_MATERIAL PROVIDED:_
========================================

Issue #427, opened 2024-01-16
Broken image in sea level rise tutorial


mfisher87:
The first image on this tutorial is broken:

https://earthaccess.readthedocs.io/en/latest/tutorials/SSL/

jessnicwelch:
@mfisher87 I can't seem to do it... could you add the label `good first issue` to this one?

mfisher87:
Label added and sent an invite to this repo with triage access!

Issue #436, opened 2024-01-25
Implement EDL user agent to track usage metrics 


asteiker:
This was suggested by @betolink to ensure some way for us to track how many access requests are made through earthaccess. Something like:

`user-agent: f"earthaccess v{earthaccess.__version__}"`

@mikedorfman confirmed that those headers are identifiable in the API Gateway logs and: 

> can be either queried using CloudWatch Logs Insights or imported into CloudMetrics (I'm certain about the former, pretty sure about the latter).  TEA doesn't do anything with that header, so adding this shouldn't be detrimental.

PR #443, opened 2024-02-01
fixing searching for restricted datasets and accessing ASF on demand data from Opera

### LINKED ISSUE #438: Restricted datasets can't be used with the API notation
If we want to search for a dataset that's not publicly available 

```python
import earthaccess

auth = earthaccess.login()
results = earthaccess.search_datasets(
  short_name="RESTRICTED_DATA"
)
```
will always return zero, even though our user has the proper access permission. I think the reason is because we are not passing the authenticated session to `hits()` here:

https://github.com/nsidc/earthaccess/blob/dd61f2330866e5678ef9e1f0264a02f6922cc9fc/earthaccess/search.py#L54

A fix would be to implement the method using the auth session.

### LINKED ISSUE #439: Permissions error when downloading files from OPERA_L2_RTC-S1_V1 dataset on ASF DAAC (but not OPERA_L3_DIST-ALERT-HLS_PROVISIONAL_V0 on LP DAAC)
I am attempting to download a few granules from the OPERA_L2_RTC-S1_V1 dataset using the following:

```python
import earthaccess
earthaccess.login()

    short_name='OPERA_L2_RTC-S1_V1',
    cloud_hosted=True,
    bounding_box=(-117.33, 35.541, -117.880, 35.991),
    temporal=("2023-10-01", "2023-10-15"),
    count=50
)

files = earthaccess.download(results, "./data")
```

Even though the initial authentication step seems to be working as it should, I am encountering the following HTTP 401 error (for every granule):

```
Error while downloading the file OPERA_L2_RTC-S1_T136-290177 IW2_20231004T002041Z_20240123T055542Z_S1A_30_v1.0.h5

requests.exceptions.HTTPError: 401 Client Error: Unauthorized for url: ....
```

Interestingly, the same syntax applied to a different OPERA dataset doesn't produce the same error, and the files are downloaded as expected.

```python
import earthaccess
earthaccess.login()

    short_name='OPERA_L3_DIST-ALERT-HLS_PROVISIONAL_V0',
    cloud_hosted=True,
    bounding_box=(-117.33, 35.541, -117.880, 35.991),
    temporal=("2023-10-01", "2023-10-15"),
    count=50
)

files = earthaccess.download(results, "./data")
```
A key difference between these datasets is that the OPERA RTC product is distributed by ASF DAAC whereas the OPERA DIST-ALERT product is distributed by LP DAAC. I am wondering if the issue may stem from a difference in the way that earthaccess requests these files from the two DAACs. I am relatively new to this means of data access, so any guidance would be much appreciated!

betolink:
* Fixes #439 by implementing multiple trusted domains (ASF's) on top of NASA's URS
  * This will fix downloading data behind ASF datapool but we still can't open them because aiohttp/fsspec do not support rebuilding the authorization headers on redirects. This should work now
  * ```python
    import earthaccess
    earthaccess.login()

        short_name='OPERA_L2_RTC-S1_V1',
        cloud_hosted=True,
        bounding_box=(-117.33, 35.541, -117.880, 35.991),
        temporal=("2023-10-01", "2023-10-15"),
        count=50
    )
    files = earthaccess.download(results, "./data")
    ```
* Fixes #438 by using an authenticated session in `hits()` instead of calling parent's class `super()`
* Improves search by adding instrument and project to collection queries #427 
  * ```python
    collections = earthaccess.search_datasets(
        instrument="GEDI"
        cloud_hosted=True
    )
    ```

----
📚 Documentation preview 📚: https://earthaccess--443.org.readthedocs.build/en/443/

### DIFF
--- a/binder/environment-dev.yml
+++ b/binder/environment-dev.yml
@@ -4,7 +4,7 @@ channels:
 dependencies:
   # This environment bootstraps poetry, the actual dev environment
   # is installed and managed with poetry
-  - python=3.9
+  - python=3.10
   - jupyterlab=3
   - xarray>=0.19
   - ipyleaflet>=0.13
--- a/earthaccess/auth.py
+++ b/earthaccess/auth.py
@@ -13,7 +13,7 @@ from tinynetrc import Netrc
 from .daac import DAACS
 
 try:
-    user_agent = f"earthaccess v{importlib.metadata.version('earthacess')}"
+    user_agent = f"earthaccess v{earthaccess.__version__}"
 except importlib.metadata.PackageNotFoundError:
     user_agent = "earthaccess"
 
--- a/earthaccess/auth.py
+++ b/earthaccess/auth.py
@@ -18,10 +18,13 @@ class SessionWithHeaderRedirection(requests.Session):
     """
     Requests removes auth headers if the redirect happens outside the
     original req domain.
-    This is taken from https://wiki.earthdata.nasa.gov/display/EL/How+To+Access+Data+With+Python
     """
 
-    AUTH_HOST = "urs.earthdata.nasa.gov"
+    AUTH_HOSTS: List[str] = [
+        "urs.earthdata.nasa.gov",
+        "cumulus.asf.alaska.edu",
+        "datapool.asf.alaska.edu",
+    ]
 
     def __init__(
         self, username: Optional[str] = None, password: Optional[str] = None
@@ -39,11 +42,13 @@ class SessionWithHeaderRedirection(requests.Session):
         if "Authorization" in headers:
             original_parsed = urlparse(response.request.url)
             redirect_parsed = urlparse(url)
-            if (
-                (original_parsed.hostname != redirect_parsed.hostname)
-                and redirect_parsed.hostname != self.AUTH_HOST
-                and original_parsed.hostname != self.AUTH_HOST
+            if (original_parsed.hostname != redirect_parsed.hostname) and (
+                redirect_parsed.hostname not in self.AUTH_HOSTS
+                or original_parsed.hostname not in self.AUTH_HOSTS
             ):
+                logger.debug(
+                    f"Deleting Auth Headers: {original_parsed.hostname} -> {redirect_parsed.hostname}"
+                )
                 del headers["Authorization"]
         return
 
@@ -210,7 +215,7 @@ class Auth(object):
         Returns:
             class Session instance with Auth and bearer token headers
         """
-        session = requests.Session()
+        session = SessionWithHeaderRedirection()
         if bearer_token and self.authenticated:
             # This will avoid the use of the netrc after we are logged in
             session.trust_env = False
--- a/earthaccess/auth.py
+++ b/earthaccess/auth.py
@@ -6,10 +6,19 @@ from pathlib import Path
 from typing import Any, Dict, List, Optional
 from urllib.parse import urlparse
 
+
 import requests  # type: ignore
 from tinynetrc import Netrc
 
 from .daac import DAACS
+
+import importlib.metadata
+
+try:
+    user_agent = f"earthaccess v{importlib.metadata.version('earthacess')}"
+except importlib.metadata.PackageNotFoundError:
+    user_agent = "earthaccess"
+    
 
 logger = logging.getLogger(__name__)
 
@@ -31,6 +40,9 @@ class SessionWithHeaderRedirection(requests.Session):
         self, username: Optional[str] = None, password: Optional[str] = None
     ) -> None:
         super().__init__()
+        self.headers.update({"User-Agent": user_agent})
+
+
         if username and password:
             self.auth = (username, password)
 
--- a/earthaccess/auth.py
+++ b/earthaccess/auth.py
@@ -31,6 +31,7 @@ class SessionWithHeaderRedirection(requests.Session):
         "urs.earthdata.nasa.gov",
         "cumulus.asf.alaska.edu",
         "sentinel1.asf.alaska.edu",
+        "nisar.asf.alaska.edu",
         "datapool.asf.alaska.edu",
     ]
 
--- a/earthaccess/auth.py
+++ b/earthaccess/auth.py
@@ -1,4 +1,5 @@
 import getpass
+import importlib.metadata
 import logging
 import os
 from netrc import NetrcParseError
@@ -6,13 +7,10 @@ from pathlib import Path
 from typing import Any, Dict, List, Optional
 from urllib.parse import urlparse
 
-
 import requests  # type: ignore
 from tinynetrc import Netrc
 
 from .daac import DAACS
-
-import importlib.metadata
 
 try:
     user_agent = f"earthaccess v{importlib.metadata.version('earthacess')}"
--- a/earthaccess/auth.py
+++ b/earthaccess/auth.py
@@ -18,7 +18,7 @@ try:
     user_agent = f"earthaccess v{importlib.metadata.version('earthacess')}"
 except importlib.metadata.PackageNotFoundError:
     user_agent = "earthaccess"
-    
+
 
 logger = logging.getLogger(__name__)
 
@@ -41,7 +41,6 @@ class SessionWithHeaderRedirection(requests.Session):
     ) -> None:
         super().__init__()
         self.headers.update({"User-Agent": user_agent})
-
 
         if username and password:
             self.auth = (username, password)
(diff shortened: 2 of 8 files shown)


earthaccess/results.py
```diff
@@ -228,7 +228,9 @@ def __repr__(self) -> str:
         Temporal coverage: {self['umm']['TemporalExtent']}
         Size(MB): {self.size()}
         Data: {data_links}\n\n
-        """.strip().replace("  ", "")
+        """.strip().replace(
```
betolink, line 231: Black likes this, Ruff does not, which one is right? @mfisher87

mfisher87: I think we should pick one :) Ruff offers a formatter that re-implements Black, but I've never worked with it before. Personally, I'd turn Ruff formatting off and stick with Black due to my lack of experience, but if I had more time I'd try to learn more and switch to Ruff for everything.

earthaccess/auth.py
```diff
@@ -18,10 +18,13 @@ class SessionWithHeaderRedirection(requests.Session):
     """
     Requests removes auth headers if the redirect happens outside the
     original req domain.
-    This is taken from https://wiki.earthdata.nasa.gov/display/EL/How+To+Access+Data+With+Python
     """
 
-    AUTH_HOST = "urs.earthdata.nasa.gov"
+    AUTH_HOSTS: List[str] = [
+        "urs.earthdata.nasa.gov",
+        "cumulus.asf.alaska.edu",
```
jhkennedy, line 25:
```suggestion
        "cumulus.asf.alaska.edu",
        "sentinel1.asf.alaska.edu",
```

Sentinel-1 is behined it's own distribution app:
```
curl -L -H "Authorization: Bearer $EDL_TOKEN" https://sentinel1.asf.alaska.edu/GRD_HD/SA/S1A_IW_GRDH_1SDV_20240201T203334_20240201T203408_052370_06552E_14CD.zip -O
```
The ARIA interferrograms (netCDF) are also behind `grfn.asf.alaska.edu` but that distribution app doesn't accept bearer tokens.

earthaccess/search.py
```diff
@@ -106,6 +115,39 @@ def doi(self, doi: str) -> Type[CollectionQuery]:
...
+        self.params["instrument"] = instrument
+        return self
+
+    def project(self, project: str) -> Type[CollectionQuery]:
+        """Searh datasets by associated project
+
+        ???+ Tip
+            Not all datasets have an associated project. This works
+            only at the dataset level but not the granule (data) level.
+            Will bring datasets across DAACs matching the project.
```
jhkennedy, line 140:
```suggestion
            Will return datasets across DAACs matching the project.
```
Bring reads weird here to me

earthaccess/auth.py
mfisher87: Do we know anyone with Earthdata Login who can provide a security perspective on this? I feel a bit weird about sending SSO credentials anywhere other than the SSO host!

jhkennedy: I mean, sending credentials to `datapool.asf.alaska.edu`, which is the domain for the URLs of record in CMR is technically the incorrect part as it doesn't do auth at all (just redirects). `cumulus` and `sentinel1` are the actual auth endpoints

betolink: I think that's correct, maybe we should fix the OAuth2 behavior for future releases. However this custom domains will still be a problem.

binder/environment-dev.yml
```diff
@@ -4,7 +4,7 @@ channels:
 dependencies:
   # This environment bootstraps poetry, the actual dev environment
   # is installed and managed with poetry
-  - python=3.9
+  - python=3.10
```
betolink, line 7: This one is only for the local dev environment and actually not necessary as we can just pip install the project locally.... I use it to bootstrap the environment and install some conda libs to test notebooks with (cartopy)

betolink:
Should we include #436 on this PR? since we are touching the EDL session?

jhkennedy:
> Should we include #436 on this PR? since we are touching the EDL session? 

Yes, that's a good idea

earthaccess/auth.py
mfisher87: >cumulus and sentinel1 are the actual auth endpoints.

What I mean is that, based on my understanding, they should be communicating with the SSO host (EDL) to determine if the user is authenticated/authorized instead of directly receiving credentials from the user. The SSO host acts as an intermediary to reduce credential exposure. Are there other apps on EDL that are taking user credentials? What is EDL's official stance on this practice?

jhkennedy: @mfisher87 your username and password should only ever be sent to EDL directly, but the bearer token is *intended* to be sent to EDL *apps* (cumulus, tea, etc), and yes, you should be conscious of which domains you're sending your token too. 

Stated here:
image

mfisher87: Thanks, makes sense! That 2-token limit is so weird.

Maybe we should open an issue to expose a way for end-users to extend the list of approved distribution apps? I assume our list isn't exhaustive or would go out of date.

jhkennedy: > That 2-token limit is so weird.

It's just like AWS Access keys -- it's really a 1 active key limit, plus space to generate a new one for rotation (you make a new one and then delete the old).

But yeah, it's annoying.

earthaccess/auth.py
```diff
@@ -11,22 +12,34 @@
...
+        "sentinel1.asf.alaska.edu",
+        "datapool.asf.alaska.edu",
+    ]
 
     def __init__(
         self, username: Optional[str] = None, password: Optional[str] = None
     ) -> None:
         super().__init__()
+        self.headers.update({"User-Agent": user_agent})
```
betolink, line 41: `earthaccess` will now use the `User-Agent` header to identify requests to EDL. 🎉

earthaccess/auth.py
```diff
@@ -11,22 +12,34 @@
...
     Requests removes auth headers if the redirect happens outside the
     original req domain.
-    This is taken from https://wiki.earthdata.nasa.gov/display/EL/How+To+Access+Data+With+Python
     """
 
-    AUTH_HOST = "urs.earthdata.nasa.gov"
+    AUTH_HOSTS: List[str] = [
+        "urs.earthdata.nasa.gov",
+        "cumulus.asf.alaska.edu",
+        "sentinel1.asf.alaska.edu",
```
jhkennedy, line 33:
```suggestion
        "nisar.asf.alaska.edu",
```
We may as well be forward-thinking here and add the NISAR distribution app:
https://nisar.asf.alaska.edu

Which does support bearer tokens and [S3 Access](https://nisar.asf.alaska.edu/s3credentialsREADME)

betolink:
Should we merge this before the other open PRs? @jhkennedy @mfisher87

mfisher87:
pre-commit.ci autofix

earthaccess/search.py
```diff
@@ -106,6 +115,39 @@ def doi(self, doi: str) -> Type[CollectionQuery]:
         self.params["doi"] = doi
         return self
 
+    def instrument(self, instrument: str) -> Type[CollectionQuery]:
+        """Searh datasets by instrument
+
+        ???+ Tip
```
mfisher87, line 121: TIL: https://squidfunk.github.io/mkdocs-material/reference/admonitions/#collapsible-blocks

mfisher87:
>Should we merge this before the other open PRs? @jhkennedy @mfisher87

Logistically, that makes sense to me. I haven't done a proper review here and won't have time in short-term, so I'll leave the "approval" decision to others :)

earthaccess/auth.py
```diff
@@ -11,22 +12,35 @@
 
 from .daac import DAACS
 
+try:
+    user_agent = f"earthaccess v{importlib.metadata.version('earthacess')}"
```
jhkennedy, line 16:
```suggestion
    user_agent = f"earthaccess v{earthaccess.__version__}"
```
Since we already do this work when earthaccess [is imported](https://github.com/nsidc/earthaccess/blob/main/earthaccess/__init__.py#L46), it'd probably make more sense to use the version reported by the package. 

If we need more error handling, I'd be inclined to move it to the `__init__.py`

Note: imports will also need to be adjusted.

jhkennedy (approved):
I think this looks good! Should work as is, but I added a take-or-leave suggestion

betolink:
> I think this looks good! Should work as is, but I added a take-or-leave suggestion

I think that last commit broke things... 😂 @jhkennedy

jhkennedy:
> > I think this looks good! Should work as is, but I added a take-or-leave suggestion
> 
> I think that last commit broke things... 😂 @jhkennedy

Yes, hense the "Note: imports will also need to be adjusted." :wink:

betolink:
I'm using importlib so we avoid importing the library and potentially produce one of those circular import errors, I think it should be good now.

betolink:
going to merge this @jhkennedy

jhkennedy (approved):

========================================

_AIM OF THE TASK:_ In the records above, find every line with the word "params" and copy it.

_ANSWER SECTION:_
+        self.params["instrument"] = instrument
         self.params["doi"] = doi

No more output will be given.